> [SOURCE DATA]:
+--
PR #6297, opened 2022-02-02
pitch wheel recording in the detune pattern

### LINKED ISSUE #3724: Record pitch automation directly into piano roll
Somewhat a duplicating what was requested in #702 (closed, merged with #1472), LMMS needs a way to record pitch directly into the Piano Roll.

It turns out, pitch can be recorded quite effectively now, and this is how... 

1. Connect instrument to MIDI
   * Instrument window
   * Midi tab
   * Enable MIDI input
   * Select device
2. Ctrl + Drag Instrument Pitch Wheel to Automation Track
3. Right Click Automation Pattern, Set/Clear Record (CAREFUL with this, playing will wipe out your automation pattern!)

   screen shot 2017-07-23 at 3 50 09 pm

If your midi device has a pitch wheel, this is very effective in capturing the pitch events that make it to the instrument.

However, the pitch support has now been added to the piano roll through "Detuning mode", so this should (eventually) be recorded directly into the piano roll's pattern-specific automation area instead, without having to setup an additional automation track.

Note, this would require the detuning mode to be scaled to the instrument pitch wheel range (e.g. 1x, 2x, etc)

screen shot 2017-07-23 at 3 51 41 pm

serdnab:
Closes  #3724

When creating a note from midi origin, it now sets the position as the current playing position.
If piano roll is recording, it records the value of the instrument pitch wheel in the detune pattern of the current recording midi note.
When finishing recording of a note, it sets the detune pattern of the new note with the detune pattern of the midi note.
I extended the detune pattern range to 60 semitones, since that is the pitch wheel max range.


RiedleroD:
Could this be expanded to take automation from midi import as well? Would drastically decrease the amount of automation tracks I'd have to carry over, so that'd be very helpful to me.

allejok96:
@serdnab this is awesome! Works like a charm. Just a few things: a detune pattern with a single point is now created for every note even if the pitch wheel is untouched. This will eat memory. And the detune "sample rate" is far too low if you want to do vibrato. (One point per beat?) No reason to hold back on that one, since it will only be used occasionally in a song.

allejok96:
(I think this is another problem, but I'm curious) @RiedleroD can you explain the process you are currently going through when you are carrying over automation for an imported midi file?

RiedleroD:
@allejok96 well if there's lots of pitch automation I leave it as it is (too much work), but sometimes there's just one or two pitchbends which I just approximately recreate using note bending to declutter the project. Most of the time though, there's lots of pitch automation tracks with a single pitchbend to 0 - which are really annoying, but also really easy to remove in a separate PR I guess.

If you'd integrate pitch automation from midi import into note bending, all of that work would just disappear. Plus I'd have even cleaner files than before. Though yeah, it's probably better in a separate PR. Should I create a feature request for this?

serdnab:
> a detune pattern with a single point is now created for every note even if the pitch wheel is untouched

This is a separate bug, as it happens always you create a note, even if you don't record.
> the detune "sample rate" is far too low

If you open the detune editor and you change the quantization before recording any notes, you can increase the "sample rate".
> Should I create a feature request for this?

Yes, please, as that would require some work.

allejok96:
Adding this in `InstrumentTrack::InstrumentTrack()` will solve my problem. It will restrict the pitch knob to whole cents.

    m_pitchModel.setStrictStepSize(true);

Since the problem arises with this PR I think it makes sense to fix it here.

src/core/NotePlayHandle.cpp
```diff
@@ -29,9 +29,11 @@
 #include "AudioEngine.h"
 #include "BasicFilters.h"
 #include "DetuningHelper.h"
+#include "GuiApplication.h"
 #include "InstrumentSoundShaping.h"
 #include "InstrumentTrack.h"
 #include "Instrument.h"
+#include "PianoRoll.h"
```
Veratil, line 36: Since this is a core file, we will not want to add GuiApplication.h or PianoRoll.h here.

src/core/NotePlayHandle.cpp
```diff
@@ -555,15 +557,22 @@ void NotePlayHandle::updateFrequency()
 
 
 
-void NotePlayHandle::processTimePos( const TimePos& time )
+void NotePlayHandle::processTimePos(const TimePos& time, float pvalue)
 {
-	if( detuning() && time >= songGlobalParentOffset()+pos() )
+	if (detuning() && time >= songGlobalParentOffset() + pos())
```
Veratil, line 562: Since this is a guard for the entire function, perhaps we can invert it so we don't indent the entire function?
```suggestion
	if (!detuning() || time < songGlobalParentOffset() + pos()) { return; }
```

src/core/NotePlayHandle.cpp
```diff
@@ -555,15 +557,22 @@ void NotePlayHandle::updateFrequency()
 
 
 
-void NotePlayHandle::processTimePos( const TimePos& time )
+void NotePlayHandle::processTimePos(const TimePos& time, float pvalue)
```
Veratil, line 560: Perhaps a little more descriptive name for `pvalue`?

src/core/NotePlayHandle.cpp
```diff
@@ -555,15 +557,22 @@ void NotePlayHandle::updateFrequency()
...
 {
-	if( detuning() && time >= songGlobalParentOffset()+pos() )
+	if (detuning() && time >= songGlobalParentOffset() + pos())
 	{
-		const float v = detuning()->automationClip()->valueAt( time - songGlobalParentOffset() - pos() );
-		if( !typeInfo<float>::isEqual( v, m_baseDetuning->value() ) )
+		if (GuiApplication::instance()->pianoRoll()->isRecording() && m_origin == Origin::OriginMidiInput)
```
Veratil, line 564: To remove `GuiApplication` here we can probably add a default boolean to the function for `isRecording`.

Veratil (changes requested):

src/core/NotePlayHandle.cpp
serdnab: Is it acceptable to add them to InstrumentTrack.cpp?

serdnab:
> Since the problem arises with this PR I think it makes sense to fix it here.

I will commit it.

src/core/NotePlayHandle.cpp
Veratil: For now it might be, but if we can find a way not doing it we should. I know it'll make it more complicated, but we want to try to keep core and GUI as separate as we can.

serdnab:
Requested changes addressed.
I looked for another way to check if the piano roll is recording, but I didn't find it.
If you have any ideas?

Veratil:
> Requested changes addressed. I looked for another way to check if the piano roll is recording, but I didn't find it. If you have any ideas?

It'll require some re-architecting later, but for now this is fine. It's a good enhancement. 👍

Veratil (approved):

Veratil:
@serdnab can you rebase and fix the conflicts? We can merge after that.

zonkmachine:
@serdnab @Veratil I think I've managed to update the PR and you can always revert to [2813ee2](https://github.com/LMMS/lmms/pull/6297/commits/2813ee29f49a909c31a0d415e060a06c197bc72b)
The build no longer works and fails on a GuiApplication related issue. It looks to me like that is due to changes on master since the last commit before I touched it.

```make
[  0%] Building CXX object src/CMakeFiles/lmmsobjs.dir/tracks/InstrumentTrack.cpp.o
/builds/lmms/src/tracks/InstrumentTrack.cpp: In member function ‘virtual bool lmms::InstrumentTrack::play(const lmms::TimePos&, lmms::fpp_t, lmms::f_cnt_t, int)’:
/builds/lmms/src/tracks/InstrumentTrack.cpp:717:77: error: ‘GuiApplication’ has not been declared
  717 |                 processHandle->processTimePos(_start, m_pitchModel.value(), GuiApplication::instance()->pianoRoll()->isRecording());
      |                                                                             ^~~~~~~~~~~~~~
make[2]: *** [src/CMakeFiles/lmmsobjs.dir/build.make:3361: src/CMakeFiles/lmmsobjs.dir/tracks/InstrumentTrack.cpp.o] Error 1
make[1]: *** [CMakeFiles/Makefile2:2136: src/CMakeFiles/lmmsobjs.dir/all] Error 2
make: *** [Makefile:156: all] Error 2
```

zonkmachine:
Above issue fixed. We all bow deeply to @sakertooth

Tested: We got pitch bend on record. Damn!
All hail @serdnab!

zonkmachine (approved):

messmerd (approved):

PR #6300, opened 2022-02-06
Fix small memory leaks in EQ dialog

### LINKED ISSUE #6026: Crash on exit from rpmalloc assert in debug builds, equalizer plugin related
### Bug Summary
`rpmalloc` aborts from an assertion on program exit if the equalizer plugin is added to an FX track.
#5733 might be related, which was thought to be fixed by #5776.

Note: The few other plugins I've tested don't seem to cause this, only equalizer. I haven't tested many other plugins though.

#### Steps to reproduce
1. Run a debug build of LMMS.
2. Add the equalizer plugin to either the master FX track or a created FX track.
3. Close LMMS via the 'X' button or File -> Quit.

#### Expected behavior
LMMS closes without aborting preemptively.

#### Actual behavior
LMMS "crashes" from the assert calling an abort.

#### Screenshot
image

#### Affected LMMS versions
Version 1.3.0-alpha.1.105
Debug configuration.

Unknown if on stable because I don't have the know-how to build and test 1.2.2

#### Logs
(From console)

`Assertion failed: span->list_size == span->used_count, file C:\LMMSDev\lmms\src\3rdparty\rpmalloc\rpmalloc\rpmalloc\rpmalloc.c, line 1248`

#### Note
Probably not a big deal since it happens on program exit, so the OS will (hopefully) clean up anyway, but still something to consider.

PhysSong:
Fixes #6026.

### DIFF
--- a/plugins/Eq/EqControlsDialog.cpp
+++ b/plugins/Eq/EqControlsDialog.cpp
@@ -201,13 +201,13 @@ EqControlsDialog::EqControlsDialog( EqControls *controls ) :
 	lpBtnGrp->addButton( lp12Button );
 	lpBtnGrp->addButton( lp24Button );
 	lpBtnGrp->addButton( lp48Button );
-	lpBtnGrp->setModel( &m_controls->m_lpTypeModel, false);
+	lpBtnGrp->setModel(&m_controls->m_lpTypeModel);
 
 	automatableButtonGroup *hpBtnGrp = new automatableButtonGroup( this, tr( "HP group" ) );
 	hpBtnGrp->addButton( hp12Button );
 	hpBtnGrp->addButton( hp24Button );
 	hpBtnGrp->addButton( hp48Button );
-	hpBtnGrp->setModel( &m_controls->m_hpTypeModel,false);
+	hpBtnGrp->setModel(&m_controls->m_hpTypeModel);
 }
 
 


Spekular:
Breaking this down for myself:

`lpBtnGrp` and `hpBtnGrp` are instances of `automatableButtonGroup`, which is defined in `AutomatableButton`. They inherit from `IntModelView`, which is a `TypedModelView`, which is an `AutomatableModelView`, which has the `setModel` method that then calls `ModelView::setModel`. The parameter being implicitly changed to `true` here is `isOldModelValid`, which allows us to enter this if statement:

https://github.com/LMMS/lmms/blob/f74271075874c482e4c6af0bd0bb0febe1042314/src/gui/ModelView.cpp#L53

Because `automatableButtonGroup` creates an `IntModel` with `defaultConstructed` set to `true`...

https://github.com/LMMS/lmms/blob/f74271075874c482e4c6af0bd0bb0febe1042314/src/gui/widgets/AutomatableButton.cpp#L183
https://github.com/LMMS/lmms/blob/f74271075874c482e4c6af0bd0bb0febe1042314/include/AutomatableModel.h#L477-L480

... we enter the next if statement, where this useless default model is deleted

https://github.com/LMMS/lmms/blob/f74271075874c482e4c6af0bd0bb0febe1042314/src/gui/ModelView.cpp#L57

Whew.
+--
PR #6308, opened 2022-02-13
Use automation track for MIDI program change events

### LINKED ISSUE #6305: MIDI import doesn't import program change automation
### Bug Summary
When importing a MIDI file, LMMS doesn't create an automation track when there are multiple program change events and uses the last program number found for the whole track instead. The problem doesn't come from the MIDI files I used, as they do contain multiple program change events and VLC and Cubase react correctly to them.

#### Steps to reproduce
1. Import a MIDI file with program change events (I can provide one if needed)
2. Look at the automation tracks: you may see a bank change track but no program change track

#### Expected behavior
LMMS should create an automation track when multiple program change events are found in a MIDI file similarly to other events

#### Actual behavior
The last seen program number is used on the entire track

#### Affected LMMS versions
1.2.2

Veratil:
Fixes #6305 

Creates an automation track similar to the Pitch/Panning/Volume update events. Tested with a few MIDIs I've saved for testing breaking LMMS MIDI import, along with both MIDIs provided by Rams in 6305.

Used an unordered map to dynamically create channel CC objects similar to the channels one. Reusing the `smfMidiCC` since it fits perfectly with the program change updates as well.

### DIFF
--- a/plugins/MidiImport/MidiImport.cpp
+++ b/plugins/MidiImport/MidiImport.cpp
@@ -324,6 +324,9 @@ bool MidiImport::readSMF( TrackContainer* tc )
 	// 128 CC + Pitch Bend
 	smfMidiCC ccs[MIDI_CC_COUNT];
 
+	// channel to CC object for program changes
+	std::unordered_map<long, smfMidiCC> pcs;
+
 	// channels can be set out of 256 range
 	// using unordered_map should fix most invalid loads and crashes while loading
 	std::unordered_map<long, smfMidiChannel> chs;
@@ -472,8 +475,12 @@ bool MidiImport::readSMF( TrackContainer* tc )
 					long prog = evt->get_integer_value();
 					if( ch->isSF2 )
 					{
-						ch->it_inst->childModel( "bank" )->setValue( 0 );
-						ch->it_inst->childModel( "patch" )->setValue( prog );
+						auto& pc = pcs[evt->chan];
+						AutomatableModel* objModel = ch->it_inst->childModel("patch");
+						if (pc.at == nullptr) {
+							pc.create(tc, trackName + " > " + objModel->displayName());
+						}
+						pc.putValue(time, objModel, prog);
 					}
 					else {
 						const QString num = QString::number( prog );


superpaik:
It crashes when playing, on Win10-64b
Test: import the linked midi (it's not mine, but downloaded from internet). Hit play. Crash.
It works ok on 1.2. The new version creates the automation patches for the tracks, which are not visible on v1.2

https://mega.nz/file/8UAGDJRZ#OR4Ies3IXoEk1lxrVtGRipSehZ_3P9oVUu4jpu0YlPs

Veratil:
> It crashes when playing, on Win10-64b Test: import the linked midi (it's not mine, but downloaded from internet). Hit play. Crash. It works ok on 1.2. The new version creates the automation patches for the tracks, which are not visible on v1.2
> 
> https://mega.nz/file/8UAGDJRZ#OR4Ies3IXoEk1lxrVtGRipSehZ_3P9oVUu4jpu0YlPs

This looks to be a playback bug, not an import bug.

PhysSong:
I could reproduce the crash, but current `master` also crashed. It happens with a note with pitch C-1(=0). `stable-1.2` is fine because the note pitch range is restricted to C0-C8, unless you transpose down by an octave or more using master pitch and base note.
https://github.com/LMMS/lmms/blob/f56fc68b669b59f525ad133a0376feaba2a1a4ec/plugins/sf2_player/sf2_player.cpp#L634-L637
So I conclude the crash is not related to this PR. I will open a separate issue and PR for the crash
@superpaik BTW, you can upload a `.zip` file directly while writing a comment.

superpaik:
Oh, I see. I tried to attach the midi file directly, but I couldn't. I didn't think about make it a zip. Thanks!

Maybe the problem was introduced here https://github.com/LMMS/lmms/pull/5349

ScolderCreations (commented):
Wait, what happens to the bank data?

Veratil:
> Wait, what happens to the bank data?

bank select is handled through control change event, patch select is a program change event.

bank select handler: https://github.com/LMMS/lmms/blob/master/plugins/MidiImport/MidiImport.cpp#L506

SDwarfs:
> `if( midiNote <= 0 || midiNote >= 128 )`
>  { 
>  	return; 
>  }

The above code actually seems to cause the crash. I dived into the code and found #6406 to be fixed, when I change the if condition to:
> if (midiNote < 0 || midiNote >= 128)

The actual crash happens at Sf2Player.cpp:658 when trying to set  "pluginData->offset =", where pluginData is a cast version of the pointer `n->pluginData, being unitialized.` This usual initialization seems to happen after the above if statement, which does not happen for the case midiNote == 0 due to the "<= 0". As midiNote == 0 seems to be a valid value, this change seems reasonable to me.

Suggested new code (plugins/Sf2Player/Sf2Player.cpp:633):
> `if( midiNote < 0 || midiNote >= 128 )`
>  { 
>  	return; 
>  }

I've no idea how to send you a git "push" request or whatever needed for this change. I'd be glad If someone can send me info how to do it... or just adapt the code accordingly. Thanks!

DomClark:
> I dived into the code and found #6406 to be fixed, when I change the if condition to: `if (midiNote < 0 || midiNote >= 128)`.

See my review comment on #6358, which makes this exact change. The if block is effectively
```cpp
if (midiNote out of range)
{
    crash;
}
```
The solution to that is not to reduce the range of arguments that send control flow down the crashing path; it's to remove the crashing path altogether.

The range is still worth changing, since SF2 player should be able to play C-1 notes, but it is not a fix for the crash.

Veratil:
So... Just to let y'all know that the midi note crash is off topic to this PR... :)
+--
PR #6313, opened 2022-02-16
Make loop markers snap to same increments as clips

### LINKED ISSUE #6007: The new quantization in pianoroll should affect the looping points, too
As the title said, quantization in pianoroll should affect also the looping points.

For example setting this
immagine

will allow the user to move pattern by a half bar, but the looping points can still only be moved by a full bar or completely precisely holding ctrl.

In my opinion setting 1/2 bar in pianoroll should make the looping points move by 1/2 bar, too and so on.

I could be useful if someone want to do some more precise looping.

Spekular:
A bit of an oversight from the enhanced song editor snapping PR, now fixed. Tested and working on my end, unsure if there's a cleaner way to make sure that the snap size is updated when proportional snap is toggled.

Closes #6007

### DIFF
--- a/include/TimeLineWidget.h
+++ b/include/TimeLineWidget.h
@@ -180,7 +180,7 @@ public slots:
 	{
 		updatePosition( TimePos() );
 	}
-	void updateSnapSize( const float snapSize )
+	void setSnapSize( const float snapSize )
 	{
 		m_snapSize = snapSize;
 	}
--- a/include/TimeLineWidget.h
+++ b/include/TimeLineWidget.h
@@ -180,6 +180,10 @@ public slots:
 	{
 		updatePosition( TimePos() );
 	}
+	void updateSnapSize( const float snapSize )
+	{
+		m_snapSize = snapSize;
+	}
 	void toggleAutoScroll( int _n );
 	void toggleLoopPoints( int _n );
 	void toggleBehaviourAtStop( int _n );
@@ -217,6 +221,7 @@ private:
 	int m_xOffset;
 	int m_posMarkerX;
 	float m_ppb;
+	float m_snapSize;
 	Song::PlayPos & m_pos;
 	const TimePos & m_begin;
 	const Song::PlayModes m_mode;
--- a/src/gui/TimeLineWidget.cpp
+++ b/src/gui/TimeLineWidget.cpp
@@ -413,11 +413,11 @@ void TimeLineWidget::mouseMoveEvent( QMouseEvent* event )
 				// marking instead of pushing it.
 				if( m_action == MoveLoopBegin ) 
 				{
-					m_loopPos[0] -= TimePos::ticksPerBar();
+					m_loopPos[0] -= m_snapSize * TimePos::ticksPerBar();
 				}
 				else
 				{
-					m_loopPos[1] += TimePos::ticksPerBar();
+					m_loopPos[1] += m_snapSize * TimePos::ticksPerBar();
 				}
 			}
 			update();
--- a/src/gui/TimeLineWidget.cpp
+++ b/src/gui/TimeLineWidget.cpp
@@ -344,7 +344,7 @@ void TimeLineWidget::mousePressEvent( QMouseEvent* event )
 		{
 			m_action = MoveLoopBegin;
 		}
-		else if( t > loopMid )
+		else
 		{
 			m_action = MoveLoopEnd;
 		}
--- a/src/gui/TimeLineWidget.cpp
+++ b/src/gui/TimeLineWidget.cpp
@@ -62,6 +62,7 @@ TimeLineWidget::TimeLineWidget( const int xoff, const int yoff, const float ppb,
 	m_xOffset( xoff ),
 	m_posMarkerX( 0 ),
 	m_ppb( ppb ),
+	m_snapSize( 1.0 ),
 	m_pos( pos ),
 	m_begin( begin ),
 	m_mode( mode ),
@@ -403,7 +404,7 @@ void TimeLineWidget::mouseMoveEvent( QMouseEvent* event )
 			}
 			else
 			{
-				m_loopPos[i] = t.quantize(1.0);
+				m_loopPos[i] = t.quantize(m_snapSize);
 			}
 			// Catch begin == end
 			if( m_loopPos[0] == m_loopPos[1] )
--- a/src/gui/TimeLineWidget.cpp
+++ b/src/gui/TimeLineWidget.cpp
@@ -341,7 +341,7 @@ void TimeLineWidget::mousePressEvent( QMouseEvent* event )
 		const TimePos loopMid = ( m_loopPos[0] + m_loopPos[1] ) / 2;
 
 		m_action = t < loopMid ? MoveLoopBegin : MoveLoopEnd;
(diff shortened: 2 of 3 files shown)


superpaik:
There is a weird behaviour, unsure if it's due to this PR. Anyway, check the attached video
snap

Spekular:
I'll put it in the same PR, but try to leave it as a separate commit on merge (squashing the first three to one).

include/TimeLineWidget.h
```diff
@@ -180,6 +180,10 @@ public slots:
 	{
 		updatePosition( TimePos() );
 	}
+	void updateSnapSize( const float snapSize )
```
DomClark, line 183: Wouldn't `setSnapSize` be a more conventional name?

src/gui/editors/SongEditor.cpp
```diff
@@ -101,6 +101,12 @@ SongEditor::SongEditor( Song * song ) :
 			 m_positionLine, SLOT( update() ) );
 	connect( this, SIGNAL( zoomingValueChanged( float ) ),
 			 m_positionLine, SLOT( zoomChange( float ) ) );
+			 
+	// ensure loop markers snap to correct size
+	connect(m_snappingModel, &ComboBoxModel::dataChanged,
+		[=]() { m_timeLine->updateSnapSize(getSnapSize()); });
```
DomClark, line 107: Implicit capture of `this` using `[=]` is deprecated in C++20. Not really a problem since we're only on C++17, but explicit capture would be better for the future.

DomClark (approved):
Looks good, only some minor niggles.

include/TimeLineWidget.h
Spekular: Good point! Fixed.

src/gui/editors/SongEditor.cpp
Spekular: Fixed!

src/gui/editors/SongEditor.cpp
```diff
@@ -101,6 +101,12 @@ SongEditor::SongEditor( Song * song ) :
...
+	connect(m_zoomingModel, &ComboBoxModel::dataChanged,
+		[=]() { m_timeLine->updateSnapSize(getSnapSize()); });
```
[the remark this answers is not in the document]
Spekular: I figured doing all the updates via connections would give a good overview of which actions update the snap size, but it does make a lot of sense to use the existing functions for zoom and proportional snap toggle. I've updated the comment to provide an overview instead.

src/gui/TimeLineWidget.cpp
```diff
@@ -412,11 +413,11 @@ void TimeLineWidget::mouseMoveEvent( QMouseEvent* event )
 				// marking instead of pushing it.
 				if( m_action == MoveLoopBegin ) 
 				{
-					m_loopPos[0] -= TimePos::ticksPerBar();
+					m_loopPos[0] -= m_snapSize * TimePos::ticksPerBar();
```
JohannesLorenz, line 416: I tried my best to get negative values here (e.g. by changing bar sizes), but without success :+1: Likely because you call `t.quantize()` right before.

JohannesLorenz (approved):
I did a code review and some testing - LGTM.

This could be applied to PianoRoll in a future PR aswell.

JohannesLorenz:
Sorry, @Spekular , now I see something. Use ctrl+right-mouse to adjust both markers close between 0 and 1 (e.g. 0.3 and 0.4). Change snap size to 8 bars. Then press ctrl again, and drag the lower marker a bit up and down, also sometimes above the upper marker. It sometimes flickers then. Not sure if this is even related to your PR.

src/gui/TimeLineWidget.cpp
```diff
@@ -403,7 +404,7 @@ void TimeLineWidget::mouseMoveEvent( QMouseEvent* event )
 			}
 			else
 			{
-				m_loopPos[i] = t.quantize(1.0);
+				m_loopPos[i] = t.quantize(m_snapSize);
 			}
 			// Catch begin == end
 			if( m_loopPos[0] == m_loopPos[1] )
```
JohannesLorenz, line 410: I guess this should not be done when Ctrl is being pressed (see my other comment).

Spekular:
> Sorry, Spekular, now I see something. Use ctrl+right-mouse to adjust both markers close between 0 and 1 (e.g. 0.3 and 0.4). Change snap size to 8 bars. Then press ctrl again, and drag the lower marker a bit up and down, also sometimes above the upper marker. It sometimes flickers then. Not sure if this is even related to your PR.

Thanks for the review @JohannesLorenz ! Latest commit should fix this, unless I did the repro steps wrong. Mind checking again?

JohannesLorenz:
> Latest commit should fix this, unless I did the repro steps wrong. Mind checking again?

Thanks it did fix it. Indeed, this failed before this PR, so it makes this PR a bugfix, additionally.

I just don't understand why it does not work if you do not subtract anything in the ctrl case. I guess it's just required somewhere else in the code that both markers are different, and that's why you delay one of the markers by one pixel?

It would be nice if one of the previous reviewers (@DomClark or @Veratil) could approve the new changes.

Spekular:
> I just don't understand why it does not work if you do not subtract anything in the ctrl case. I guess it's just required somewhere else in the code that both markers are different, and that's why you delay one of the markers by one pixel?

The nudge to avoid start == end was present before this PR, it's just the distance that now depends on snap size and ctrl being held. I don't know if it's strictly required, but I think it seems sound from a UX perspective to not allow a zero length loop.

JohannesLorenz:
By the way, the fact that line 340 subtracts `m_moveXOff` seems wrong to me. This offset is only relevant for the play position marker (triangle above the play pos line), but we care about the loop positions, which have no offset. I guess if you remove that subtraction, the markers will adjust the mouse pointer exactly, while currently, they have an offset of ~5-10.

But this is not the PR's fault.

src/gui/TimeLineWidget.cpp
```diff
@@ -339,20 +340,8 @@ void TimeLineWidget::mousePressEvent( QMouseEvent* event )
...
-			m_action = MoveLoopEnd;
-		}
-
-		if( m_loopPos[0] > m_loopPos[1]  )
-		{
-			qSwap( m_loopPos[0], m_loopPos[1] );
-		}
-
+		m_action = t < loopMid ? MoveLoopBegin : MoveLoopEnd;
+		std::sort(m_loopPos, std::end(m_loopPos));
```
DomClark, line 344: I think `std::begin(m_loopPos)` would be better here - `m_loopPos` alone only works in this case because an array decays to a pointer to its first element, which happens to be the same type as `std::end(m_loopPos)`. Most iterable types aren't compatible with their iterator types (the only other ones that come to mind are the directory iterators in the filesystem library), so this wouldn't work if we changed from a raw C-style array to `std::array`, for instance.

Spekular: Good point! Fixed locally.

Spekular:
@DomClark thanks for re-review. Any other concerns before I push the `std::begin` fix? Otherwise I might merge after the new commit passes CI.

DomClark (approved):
+--
> [PROBLEM STATEMENT]: Those lines of the records that contain the string "setting" should be identified and copied.

> [EXERCISE RESPONSE]:
For example setting this
In my opinion setting 1/2 bar in pianoroll should make the looping points move by 1/2 bar, too and so on.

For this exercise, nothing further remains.